Make a new folder, dbt, inside your local project’s dags folder. Then, copy/paste your dbt project into the directory and create a file called my_cosmos_dag.py in the root of your DAGs directory. Your project structure should look like this:

├── dags/
│   ├── dbt/
│   │   └── my_dbt_project/
│   │       ├── dbt_project.yml
│   │       ├── models/
│   │       │   ├── my_model.sql
│   │       │   └── my_other_model.sql
│   │       └── macros/
│   │           ├── my_macro.sql
│   │           └── my_other_macro.sql
│   └── my_cosmos_dag.py
├── Dockerfile
├── requirements.txt
└── ...

Note: your dbt projects can go anywhere on the Airflow image. By default, Cosmos looks in the /usr/local/airflow/dags/dbt directory, but you can change this by setting the dbt_project_dir argument when you create your DAG instance.

For example, if you wanted to put your dbt project in the /usr/local/airflow/dags/my_dbt_project directory, you would do:

from cosmos import DbtDag, ProjectConfig

my_cosmos_dag = DbtDag(
    project_config=ProjectConfig(
        dbt_project_path="/usr/local/airflow/dags/my_dbt_project",
    ),
    # ...,
)

Create a dagfile#

In your my_cosmos_dag.py file, import the DbtDag class from Cosmos and create a new DAG instance. Make sure to use the dbt_executable_path argument to point to the virtual environment you created in step 1.

from cosmos import DbtDag, ProjectConfig, ProfileConfig, ExecutionConfig
from cosmos.profiles import PostgresUserPasswordProfileMapping

import os
from datetime import datetime

airflow_home = os.environ["AIRFLOW_HOME"]

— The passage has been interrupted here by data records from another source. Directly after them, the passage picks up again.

PR #4024, opened 2024-01-24
Display per-job metrics on Job Detail page

### LINKED ISSUE #3998: Display per-job metrics on Job Detail page
We've recently started receiving metrics for jobs from Job Runner (see https://github.com/opensafely-core/job-server/issues/3867). These are stored as JSON in `jobserver_job.metrics`. We want to display these metrics back to the user, so they know what resources their job used. This may also be useful for tech support to aid debugging of problems.

This information should be displayed on the Job Detail page to logged in users only.

At this time, we aren't concerned with showing it in other areas of Job Server.

Some things to consider:
1. We only have data for recent jobs (as of 17th Jan). We don't have historic data.
2. The fields may change over time as we learn more about what's useful and what's not.
3. The data is available while jobs are running and when they've completed, with the values being updated on a regular basis.

Example from a running job:
``` json
{"cpu_mean": 11.665892511771082, "cpu_peak": 103.93, "cpu_cumsum": 1194284.0800000527, "cpu_sample": 0.01, "mem_mb_mean": 15822.789339345383, "mem_mb_peak": 9709.567999839783, "mem_mb_cumsum": 1619842235.8261442, "mem_mb_sample": 4081.663999557495}
```

A completed job (same fields as a running job):
```json
{"cpu_mean": 149.15872093023256, "cpu_peak": 425.93, "cpu_cumsum": 51310.6, "cpu_sample": 99.9, "mem_mb_mean": 22259.211918184923, "mem_mb_peak": 37068.79999923706, "mem_mb_cumsum": 7657168.899855614, "mem_mb_sample": 579.8999996185303}
```

A pending job:
```
{}
```

iaindillingham:
This adds a "Job metrics" card to the Job Detail page for users with one or more roles. This card displays CPU and memory usage statistics, when available (see below).

In addition to mean and peak, which are displayed here, Job Runner collects sample and cumsum for both CPU and memory usage statistics (opensafely-core/job-runner#686). However, I don't think sample and cumsum usage statistics are useful to users: sample, because we (and so they) don't know when the sample was taken; cumsum, because we (and so they) don't know how many samples were taken (and if we did, then all we would be able to compute would be the mean, which Job Runner has computed for us).

As #3998 states, usage statistics are not available for historic jobs (i.e. prior to 17/01/2024). In this case, `job.metrics == None`. They are also not available for some other types of job. In these cases, `job.metrics == {}`. We don't distinguish these cases, displaying "-" to users in both cases.

Closes #3998

---

Thanks, @ghickman and @lucyb for suggesting different approaches to determine whether the "Job metrics" card should be displayed. I've opted for `request.user.all_roles` for simplicity. We do something similar, here:

https://github.com/opensafely-core/job-server/blob/624b6b9c8ebba387c2d3e8c5805ae7c6966009a0/templates/staff/user/list.html#L145-L147

### DIFF
--- a/templates/job/detail.html
+++ b/templates/job/detail.html
@@ -188,6 +188,50 @@
       </dl>
     {% /card %}
 
+    {% if request.user.all_roles %}
+    {% #card title="Job metrics" subtitle="Computed for the time spent running on the backend" %}
+      <dl class="border-t border-slate-200 sm:divide-y sm:divide-slate-200">
+        {% #description_item title="Mean CPU usage" %}
+          {% if job.metrics %}
+          <span class="relative group cursor-pointer">
+          {{ job.metrics.cpu_mean|floatformat:"0" }}%
+          {% tooltip content="Values are reported across all CPU cores" %}
+          </span>
+          {% else %}
+          -
+          {% endif %}
+        {% /description_item %}
+
+        {% #description_item title="Peak CPU usage" %}
+          {% if job.metrics %}
+          <span class="relative group cursor-pointer">
+          {{ job.metrics.cpu_peak|floatformat:"0" }}%
+          {% tooltip content="Values are reported across all CPU cores" %}
+          </span>
+          {% else %}
+          -
+          {% endif %}
+        {% /description_item %}
+
+        {% #description_item title="Mean memory usage" %}
+          {% if job.metrics %}
+          {{ job.metrics.mem_mb_mean|floatformat:"0g" }} MB
+          {% else %}
+          -
+          {% endif %}
+        {% /description_item %}
+
+        {% #description_item title="Peak memory usage" %}
+          {% if job.metrics %}
+          {{ job.metrics.mem_mb_peak|floatformat:"0g" }} MB
+          {% else %}
+          -
+          {% endif %}
+        {% /description_item %}
+      </dl>
+    {% /card %}
+    {% endif %}
+
     {% if honeycomb_links %}
       {% #card title="Monitoring" subtitle="Honeycomb login required" container %}
         <ul class="flex flex-col gap-y-1.5 list-disc text-sm">


sebbacon:
It's not clear to me that this shouldn't be public information.

@iaindillingham asked:

> Could you help me understand when information should be public and when it shouldn’t, 
@seb?

1. You need an account to use it
2. Honeycomb is like an "expert" view. We'd have to explain lots of things for anyone to make use of it. Even if it were free, we're not in a position to make it useful for most users

In contrast, memory and CPU are fairly simple concepts. I don't think they add any extra noise, and I would personally go with the principle that most things should happen in public. You never know what benefits may accrue from exposing the data. 

That said, I'm sure @lucyb had a good reason to suggest it should be for logged in users only in #3998...

lucyb:
> That said, I'm sure @lucyb had a good reason to suggest it should be for logged in users only in

I was taking a precautionary approach. I wasn't sure the data should be public, since we're receiving it straight from the secure environments, and so I thought it would be best if it was for logged in users only. This also reduces the pressure to present it in a way that's meaningful to most people.

That said, I can't think of a reason why showing it to more people would actually cause an issue.

iaindillingham:
Thanks, @lucyb. If I've understood opensafely-core/job-runner#686 correctly, then I don't think there's a significant risk of leaking sensitive information. I also don't think that logged in users would be better at interpreting the metrics than public users; if there's an issue with their interpretation, in other words, then I think the issue would apply to both groups of users.

For these reasons, I'm going to remove the check. Sound good, @sebbacon?

iaindillingham:
Before I :shipit:, @ghickman asked on Slack about `request.user.is_authenticated`.

> This information should be displayed on the Job Detail page to logged in users only.

I took "logged in users" from #3998 at face value: an authenticated user is also an authorized user. However, I think George was going to suggest that an authenticated user may not be an authorized user. Is that correct, George?

ghickman:
> I think George was going to suggest that an authenticated user may not be an authorized user.

Yep, that's correct, [`user.is_authenticated` does not imply permissions](https://docs.djangoproject.com/en/5.0/topics/auth/customizing/#django.contrib.auth.models.AbstractBaseUser.is_authenticated).  This is important for us because we have open registration to support applications, so authenticated is barely a step above unauthenticated (by design) for us.

A better gate here would be to check for a permission in the view and pass that as a boolean out to the template via the context.  The `run_job` permission seems like it would fit well here I think?

lucyb:
Alternatively, if you didn't want to be constrained by a particular permission, there's the `all_roles` [property](https://github.com/opensafely-core/job-server/blob/3bbb7b186ba81580c3b47f3dffe22cc246550c0d/jobserver/models/user.py#L153) which you could do a truthy check on. It's a bit clunky but it's a pattern we've used in at least one other area.

ghickman (approved):

PR #4028, opened 2024-01-25
Fix flaky test

### LINKED ISSUE #4003: Track down intermittent search tests
We very infrequently get test failures for one of the views with a search box in it, [for example](https://github.com/opensafely-core/job-server/actions/runs/7572121851/job/20621208055).

When these pop up we typically fix them by being more specific about our test data to ensure we're not generating test data that could unexpectedly overlap with the search query.

The goal of this ticket would be to fix the linked test so it's not intermittent and also look at all search query tests, in general, to see if any others could be fixed.

iaindillingham:
`test_jobrequestlist_search_using_username` is a flaky test (it can either pass or fail without the code under test, or the test code itself, changing). This flakiness is caused by factories that occasionally create instances with values that match the query string. Most values are obviously not going to match the query string (e.g. values of `Workspace.name` will be `workspace-0`, `workspace-1`, `workspace-2`, etc.). However, `JobRequest.identifier` might match the query string, because by default it contains a string of random, lower case, alphanumeric characters. Instead, we use a string of non-random characters with the same characteristics.

As well as `test_jobrequestlist_search_using_username`, this fixes a couple of other flaky tests.[^1] However, it doesn't fix all tests that call `JobRequestFactory.create_batch`; it fixes only those tests where the query string is four characters or fewer.

Closes #4003 

[^1]: I've reviewed the tests that execute a search (i.e. those that contain `?q=`).

### DIFF
--- a/tests/unit/staff/views/test_job_requests.py
+++ b/tests/unit/staff/views/test_job_requests.py
@@ -238,7 +238,8 @@ def test_jobrequestlist_search_using_fullname(rf, core_developer):
 
 
 def test_jobrequestlist_search_using_identifier(rf, core_developer):
-    JobRequestFactory.create_batch(5)
+    for i in range(5):
+        JobRequestFactory.create(identifier=f"{i:016}")
 
     job_request = JobRequestFactory(identifier="1234abcd")
 
@@ -260,7 +261,8 @@ def test_jobrequestlist_search_using_identifier(rf, core_developer):
 
 
 def test_jobrequestlist_search_using_job_identifier(rf, core_developer):
-    JobRequestFactory.create_batch(5)
+    for i in range(5):
+        JobRequestFactory.create(identifier=f"{i:016}")
 
     job_request = JobRequestFactory()
     JobFactory(job_request=job_request, identifier="1234abcd")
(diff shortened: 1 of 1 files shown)


ghickman:
@iaindillingham – definitely no monkeypatching please!!  Your approach looks great to me, it's clear, explicit, and I would expect anyone setting data like this has a good reason for doing so 👍

One tiny nit with your explanation.  Factories don't create fixtures, they create model instances.  Why does this matter?  [Django uses the term fixtures](https://docs.djangoproject.com/en/5.0/topics/db/fixtures/) to describe blocks of data it can import in tests, which we don't use because they easily get stale, and the data definitions live away from your tests.  [Pytest _also_ uses the term fixture](https://docs.pytest.org/en/6.2.x/fixture.html) to describe functions used to set up a test, which we _do_ use!  I would love it if these two very old projects didn't use the same name for sort of very different things 😂

ghickman (approved):

iaindillingham:
> One tiny nit with your explanation. Factories don't create fixtures, they create model instances.

Thanks for this nit, @ghickman.

PR #4029, opened 2024-01-25
token login api

### LINKED ISSUE #4025: Add job-server token login API
We added a token based login explicitly for logging in from Level 4.

With the releases UI initiative, we now need to move that login form to live in airlock. However, the token authentication needs to be done by job-server.

In addition to username, airlock also needs to know the workspaces they have permission to view, and whether they are an OutputChecker

This ticket is to add a new token validation API that will
 - receive the user supplied token
 - validate it
 - return information about the user:
    - GH username
    - Display name
    - list of workspaces (airlock has no concept of Projects) 
    - whether the user is OutputChecker (to allow request approval)
    - whether they are staff (no planned usage yet, but might come in useful).
    
There may be other useful stuff, perhaps.

The API should log the authentication in the same way other authentications are logged.

bloodearnest:
- Invert check logic in authorization checks.
- Refactor token generation and validation logic
- Add token auth api

Fixes #4025

### DIFF
--- a/jobserver/api/releases.py
+++ b/jobserver/api/releases.py
@@ -8,6 +8,7 @@ from django.db import transaction
 from django.db.models import Value
 from django.shortcuts import get_object_or_404
 from django.utils import timezone
+from opentelemetry import trace
 from rest_framework import serializers
 from rest_framework.authentication import SessionAuthentication
 from rest_framework.exceptions import (
@@ -27,7 +28,8 @@ from interactive.models import AnalysisRequest
 from interactive.slacks import notify_report_uploaded
 from jobserver import releases, slacks
 from jobserver.api.authentication import get_backend_from_token
-from jobserver.authorization import has_permission
+from jobserver.authorization import OutputChecker, has_permission, has_role
+from jobserver.commands import users
 from jobserver.models import (
     PublishRequest,
     Release,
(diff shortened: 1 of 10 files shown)


jobserver/authorization/utils.py
evansd, line 1: I've got the no objection to the change, but I don't quite understand the comment here:
> but also allows us to query the role for a user who is *not* logged in from Django's perspective, which is need for API logins.

The logic is literally identical in this version, isn't it? If you compare the `BaseUser` implementation of these methods:
https://github.com/django/django/blob/e676f56527e70c4587567b97f9cfd22ab396142c/django/contrib/auth/base_user.py#L77-L91

With the `AnonymousUser` implementation:
https://github.com/django/django/blob/e676f56527e70c4587567b97f9cfd22ab396142c/django/contrib/auth/models.py#L491-L497

jobserver/api/releases.py
```diff
@@ -556,3 +558,73 @@ class WorkspaceStatusAPI(RetrieveAPIView):
...
+        data = serializer.data
+
+        try:
+            # user can be username or email
+            user = users.validate_login_token(data["user"], data["token"])
+        except (
+            User.DoesNotExist,
+            users.InvalidTokenUser,
+            users.BadLoginToken,
+            users.ExpiredLoginToken,
```
evansd, line 596: Minor aside, and I know this is just replicating the existing token auth code, but I found it surprising there wasn't a base exception class we could catch here. It seems odd the caller needs to enumerate the specific ways the login could fail.

jobserver/api/releases.py
```diff
@@ -556,3 +558,73 @@ class WorkspaceStatusAPI(RetrieveAPIView):
...
+        ) as exc:
+            logger.info(f"API Login with token failed for user {data['user']}: {exc}")
+            trace.get_current_span().record_exception(exc)
+            raise NotAuthenticated()
+
+        logger.info(f"User {user} logged in with login token via API")
+
+        workspaces = []
+        # this is 1 or 2 queries per project, not ideal, but we permissions are not stored in the db
```
evansd, line 605: Yeah there's not much we can do about this given the current structure, is there? But as you say, given we only have to do it once per login it's hard to see it causing us too much trouble for a while.

evansd (approved):

jobserver/authorization/utils.py
bloodearnest: Yeah, I think I got my wires crossed.  It works with either.

In my head, is_authenticated meant some kind of session look up, and in my API scenario, the user wouldn't have a session.

I will remove the commit, since its just noise

jobserver/api/releases.py
bloodearnest: Fair point, will add

PR #4030, opened 2024-01-26
Get first template name

ghickman:
`TemplateResponseMixin`, used in several GCBVs, returns a list of templates.  The first template in that list is the one used when rendering the response, so we want to use that for plausible.

### DIFF
--- a/tests/unit/jobserver/test_middleware.py
+++ b/tests/unit/jobserver/test_middleware.py
@@ -1,8 +1,12 @@
+from django.http import HttpResponse
+from django.template.response import TemplateResponse
 from django.test.utils import override_settings
+from django.views.generic import DetailView, View
 
-from jobserver.middleware import ClientAddressIdentification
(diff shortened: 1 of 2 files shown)


tests/unit/jobserver/test_middleware.py
```diff
@@ -84,3 +88,63 @@ def test_client_ip_middleware_get_forwarded_ip_no_ips():
...
+
+    template_name = getattr(response, "template_name", "already set")
+
+    TemplateNameMiddleware(None).process_template_response(request, response)
+
+    # when template_name is already set it should not be changed by the middleware
+    assert response.template_name == template_name
+
+
+def test_template_name_middleware_with_template_name_as_a_list(rf):
```
Jongmassey, line 125: I'd appreciate an ELI5 on how this forms a template name with a list

Jongmassey (approved):

PR #5176, opened 2025-07-23
Upgrade to JS linter Biome version 2

### LINKED ISSUE #5151: Upgrade to Biome v2
## Why are we doing this?

[Biome v2 has been released](https://biomejs.dev/blog/biome-v2/) and we should upgrade to using it, so that we receive the latest security updates and features.

## How will we know when it's done?

When v2 is used in the schema and for fixing our JS/TS files. When we moved from ESLint to Biome, we brough over a lot of legacy rules. Where possible we should try to simplify the ruleset and/or use the default rules.

## What are we doing?

- Upgrade to v2
- Update the schema to v2
- Remove as many unnecessary rules as possible

---

tomodwyer:
Closes #5151


package.json
```diff
@@ -13,9 +13,9 @@
     "test:single": "npx vitest -t"
   },
   "devDependencies": {
-    "@biomejs/biome": "^1.9.4",
     "@testing-library/dom": "^10.4.1",
     "@testing-library/jest-dom": "^6.6.4",
+    "@biomejs/biome": "^2.1.2",
```
rw251, line 19: and there was me thinking you were well into stuff like this being alphabetical :stuck_out_tongue_winking_eye:

PR #5184, opened 2025-07-30
Make notifications about github issues more robust (rebase fix)

Providence-o:
Copy of #5130 created to fix issues post-rebase.

Fixes https://github.com/opensafely-core/airlock/issues/952

Currently, if something goes wrong with creating/updating a github issue, we don't attempt to retry the process and we are not promptly alerted.


airlock/issues.py
```diff
@@ -36,6 +37,16 @@ def ensure_issue_status_labels(org, repo, github_api):
     return repo_labels
 
 
+def get_github_max_retry():
+    return settings.DEFAULT_MAX_GITHUB_RETRIES
```
rebkwok, line 41: Why do we need a function to just return the setting?  When it was used as `max_tries` in the `backoff` library, it could be a callable, but didn't have to be.  Now it's just being called in `stamina.retry`, so I don't think the function adds anything useful?

airlock/issues.py
```diff
@@ -204,3 +186,39 @@ def update_output_checking_issue(
...
+
+def update_output_checking_issue(
+    release_request_id,
+    workspace_name,
+    updates,
+    org,
+    repo,
+    github_api,
+    notify_slack,
+    request_author,
```
rebkwok, line 199: It would be nice not to have to pass around all these arguments (especially as they're positional args, so order matters).  

Probably out of scope for this ticket, but I think we could reuse the AirlockEvent object. It has most of the things that we pass to the output checking issues. And updates could be fetched in the issues functions instead of being called first in views.py.

rebkwok (approved):
A couple of minor comments (one of them not for actionning, as I think it's out of scope). 

Thanks for the nice modular commit re-work on this PR, made reviewing super easy!

PR #5189, opened 2025-08-01
Fix verification test failures introduced in #5184

Jongmassey:
This fixes a failing verification test  introduced in #5184 that expects a `IssueNotFound` to be raised when no issues matching the given title are found. Prior to this, the non-existence of the issue was not handled correctly and subsequent API calls would try to append a comment to a nonexistent issue, resulting in an unhandled HTTP 404 error.

### DIFF
--- a/jobserver/github.py
+++ b/jobserver/github.py
@@ -315,6 +315,8 @@ class GitHubAPI:
 
         if count > 0:
             return items[0]["number"]
+        else:
+            raise IssueNotFound()
 
     def create_issue_comment(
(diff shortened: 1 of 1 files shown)


Jongmassey:
My first attempt at this fix actually causes problems elsewhere. Going to put this down for now as I've got other more urgent things to be looking at.

rebkwok:
I had already fixed this in a PR that apparently didn't get merged to the problem branch; should be able to extract it

PR #5203, opened 2025-08-11
Add defaults for new RAP settings

rebkwok:
Add a default for new RAP settings. This is set to an empty string as we expect it always to be set from environment variables, both in dev and prod, and we don't need/want it to be a valid default. The default ensures that the Airlock dev integration continues to work and doesn't error due to missing env variables that it doesn't use.


mikerkelly (approved):
If the environment variable is not set then the management commands, crons, and sync loop(s) that use the API will fail, but a local developer will only need them to work if doing end-to-end testing with local RAP controller, in which case they will need to set the settings to point at it. So defaulting to "" seems fine.

PR #5220, opened 2025-08-20
Fix: correct cancel job request button text

BrenoNunes96:
This pull request fixes the text on the "Cancel this job request" button in the `detail.html` template. 

### Changes:
- Updated button label when the job can still be cancelled.
- Improves clarity for end users interacting with job requests.

No functional logic was changed — this is a UI text fix only.


lucyb:
Thank you for the suggested change. Unfortunately, we aren't currently set up to allow contributions from external developers, so we are unable to accept the PR at this time.

PR #5233, opened 2025-08-28
Add `jobserver/rap_api.py` and `cancel_jobs` management command.

### LINKED ISSUE #5206: Job Server to use cancel endpoint via a management command
# Why are we doing this

We have an endpoint for cancelling jobs. Lets make Job Server use it in stages:

- [ ] Management command that can trigger a cancel request to the RAP API.
- [ ] #5216
- [ ] Once that's tested in production, enable it for all backends. Should be fine anyway as endpoint is idempotent so doesn't matter if sync loop and endpoint cancel the same job/action.
- [ ] Remove the code from the controller's sync loop.

Previous ticket: https://github.com/opensafely-core/job-runner/pull/1131

# What are we doing

This Issue is for the first bullet. It should be possible to cancel a job running on the test backend via a management command, using the new Cancel endpoint. Test it in dev and production as well as automated tests.

Raising issue for the next/later bullet points if they don't already exist.

mikerkelly:
Fixes #5206.

Also adds `jobserver/rap_api.py` to centralize the code that actually makes the different API calls and their shared functionality.

### DIFF
--- a/jobserver/management/commands/cancel_jobs.py
+++ b/jobserver/management/commands/cancel_jobs.py
@@ -1,0 +1,37 @@
+"""Management command to cancel Jobs via the RAP API."""
+
+import structlog
+from django.core.management.base import BaseCommand
+
+from jobserver import rap_api
+
+
+class Command(BaseCommand):
+    """Management command to cancel Jobs via the RAP API."""
+
+    help = "Cancel RAP jobs via the RAP API."
+
+    def add_arguments(self, parser):
+        parser.add_argument(
+            "job_request_id",
+            type=str,
+            help="ID of the JobRequest to cancel.",
+        )
+        parser.add_argument(
+            "actions",
+            nargs="+",
+            type=str,
+            help="List of actions to cancel for the given JobRequest.",
+        )
+
+    def handle(self, *args, **options):
+        logger = structlog.get_logger(__name__)
+        try:
+            logger.info(
+                rap_api.cancel(
+                    options["job_request_id"],
+                    options["actions"],
+                )
+            )
+        except Exception as exc:
+            logger.error(exc)
--- a/jobserver/management/commands/cancel_jobs.py
+++ b/jobserver/management/commands/cancel_jobs.py
@@ -13,15 +13,15 @@ class Command(BaseCommand):
 
     def add_arguments(self, parser):
         parser.add_argument(
-            "job_request_id",
+            "rap_id",
             type=str,
-            help="ID of the JobRequest to cancel.",
+            help="ID of the RAP to cancel. Equivalent to JobRequest.identifier.",
         )
         parser.add_argument(
             "actions",
             nargs="+",
             type=str,
-            help="List of actions to cancel for the given JobRequest.",
+            help="List of actions to cancel for the given RAP.",
         )
 
     def handle(self, *args, **options):
@@ -29,7 +29,7 @@ class Command(BaseCommand):
         try:
             logger.info(
                 rap_api.cancel(
-                    options["job_request_id"],
+                    options["rap_id"],
                     options["actions"],
                 )
             )
--- a/jobserver/rap_api.py
+++ b/jobserver/rap_api.py
@@ -1,0 +1,87 @@
+"""Methods to interact with the RAP Controller via its API.
+
+These allow control and query of Reproducible Analytics Pipelines executed in a
+Backend to service a Job Request.
+
+Reference for how the server defines the API endpoints:
+https://controller.opensafely.org/controller/v1/docs/
+https://github.com/opensafely-core/job-runner/tree/main/controller/webapp/api_spec
+
+The functions corresponding to each endpoint should not leak HTTP-layer
+information or the implementation detail that we use the requests library. So
+they should return subclasses of RapAPIError for relevant status codes or other
+errors, for example. They should probably not need to transform the response
+body defined in the spec. Clients of this module will interpret those further.
+"""
+
+from urllib.parse import urljoin
+
+import requests
+from django.conf import settings
+
+
+class RapAPIError(Exception):
+    """Base exception for this module. A problem contacting or using the RAP
+    API."""
+
+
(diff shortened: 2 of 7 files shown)


jobserver/rap_api.py
```diff
@@ -59,6 +63,7 @@ def _api_call(request_method, endpoint_path):
         response = request_method(
             urljoin(settings.RAP_API_BASE_URL, endpoint_path),
             headers={"Authorization": settings.RAP_API_TOKEN},
+            json=json,
```
madwort, line 78: As discussed before, I think it's not /really/ valid to do a GET request with a json, although I don't know off-hand what requests will do with it. If job-runner doesn't present any GET endpoints that are willing to receive it, I don't think it'll come up, it's just slightly weird to see this generic `request_method` and then have specific parameters passed to it. Is it overkill to throw a RapAPISettingsError if request_method is GET & json is not None?

tests/unit/jobserver/management/commands/test_cancel_jobs.py
```diff
@@ -0,0 +1,32 @@
...
+        "jobserver.rap_api.cancel",
+        lambda job_request_id, actions: test_response_body,
+    )
+
+    call_command("cancel_jobs", *_FAKE_ARGS)
+
+    assert log_output.entries[0] == {
+        "event": test_response_body,
+        "log_level": "info",
+    }
```
madwort, line 20: this test does so little that I'm /almost/ tempting to replace it with `pragma: nocover`.... we should keep it though.

jobserver/rap_api.py
```diff
@@ -0,0 +1,128 @@
...
+body defined in the spec. Clients of this module will interpret those further.
+"""
+
+from urllib.parse import urljoin
+
+import requests
+from django.conf import settings
+
+
+class RapAPIError(Exception):
```
madwort, line 23: only out of curiosity - why `*Error` rather than `*Exception`?

jobserver/rap_api.py
```diff
@@ -0,0 +1,128 @@
...
+    if not (settings.RAP_API_BASE_URL and settings.RAP_API_TOKEN):
+        raise RapAPISettingsError(
+            "A required environment variable RAP_API_BASE_URL and/or RAP_API_TOKEN is not set"
+        )
+
+    # Check the method is one covered in the tests of this module.
+    allowed_methods = {
+        requests.get,
+        requests.post,
+    }
```
madwort, line 65: I think this is a _little_ bit overkill, but I am pleased to see it here

jobserver/management/commands/cancel_jobs.py
```diff
@@ -0,0 +1,37 @@
...
+
+
+class Command(BaseCommand):
+    """Management command to cancel Jobs via the RAP API."""
+
+    help = "Cancel RAP jobs via the RAP API."
+
+    def add_arguments(self, parser):
+        parser.add_argument(
+            "job_request_id",
```
madwort, line 16: I know we're building in inconsistency, but
```suggestion
            "rap_id",
```

tests/unit/jobserver/management/commands/test_check_rap_api_status.py
```diff
@@ -4,62 +4,52 @@
...
-    settings.RAP_API_TOKEN = "bad_token"
-    settings.RAP_API_BASE_URL = TEST_BASE_URL
-
+def test_check_rap_api_status_bad_token(rap_api_token):
     with responses.RequestsMock() as rsps:
         rsps.add(
             responses.GET,
             TEST_STATUS_URL,
-            match=[responses.matchers.header_matcher({"Authorization": "bad_token"})],
+            match=[responses.matchers.header_matcher({"Authorization": rap_api_token})],
```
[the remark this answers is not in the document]
mikerkelly: Yep makes sense, can override the setting in this one.

jobserver/rap_api.py
mikerkelly: I think we may as well do this.

All the current `RapAPIError` are about the environment external to the process (environment variables for the settings, the network comms for the others).

I'm currently throwing `ValueError` for disallowed `request_method` parameters as I'm anticipating that being a programming error rather than something we see in the normal course of operation. I can make a module-specific one for that and use it here as well. They're both about bad parameters (in this case, a bad combination of parameters).

jobserver/rap_api.py
mikerkelly: Reasonable question, no particularly good reason. They do all indicate error conditions in this module I think it's accurate so far at least.

I tend to see about a 50-50 split in people calling application-defined subclasses of `Exception` `*Error` or `*Exception` and that seems to be the case in both `job-server` and `job-runner` also.

jobserver/management/commands/cancel_jobs.py
mikerkelly: Yes, let's mirror the remote API params. And the `help_text` can hint about the situation.

tests/unit/jobserver/management/commands/test_check_rap_api_status.py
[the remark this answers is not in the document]
mikerkelly: Oh, the test doesn't exist anymore. So nothing to do now I think.

madwort (approved):

tests/unit/jobserver/test_rap_api.py
```diff
@@ -119,6 +119,15 @@ def test_requests_get(self, rap_api_base_url, rap_api_token):
...
         assert response.json() == response_body
 
+    def test_request_get_and_json(self):
+        """Test that request_method requests.get disallowed with JSON parameter.
+
+        A payload within a GET request message has no defined semantics.
+        """
+        path = "some/path/"
+        with pytest.raises(ValueError, match="request_method not allowed"):
+            _api_call(requests.put, path)
```
madwort, line 129: `_api_call(requests.get, path)`

madwort (approved):

PR #5256, opened 2025-09-02
Fix `cancel` API wrapper method and improve tests

mikerkelly:
`cancel` needs to send a POST request to the RAP API.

profile_config = ProfileConfig(
    profile_name="default",
    target_name="dev",
    profile_mapping=PostgresUserPasswordProfileMapping(
        conn_id="airflow_db",
        profile_args={"schema": "public"},
    ),
)

my_cosmos_dag = DbtDag(
    project_config=ProjectConfig(
        f"{airflow_home}/dags/my_dbt_project",
    ),
    profile_config=profile_config,
    execution_config=ExecutionConfig(
        dbt_executable_path=f"{airflow_home}/dbt_venv/bin/dbt",
    ),
    # normal dag parameters
    schedule_interval="@daily",
    start_date=datetime(2023, 1, 1),
    catchup=False,
    dag_id="my_cosmos_dag",
    default_args={"retries": 2},
)

Note

In some cases, especially in larger dbt projects, you might run into a DagBag import timeout error. This error can be resolved by increasing the value of the Airflow configuration core.dagbag_import_timeout.

Start your project#

Start your project with astro dev start. You should see your Airflow DAG in the Airflow UI (localhost:8080 by default), where you can trigger it.

Cosmos dbt DAG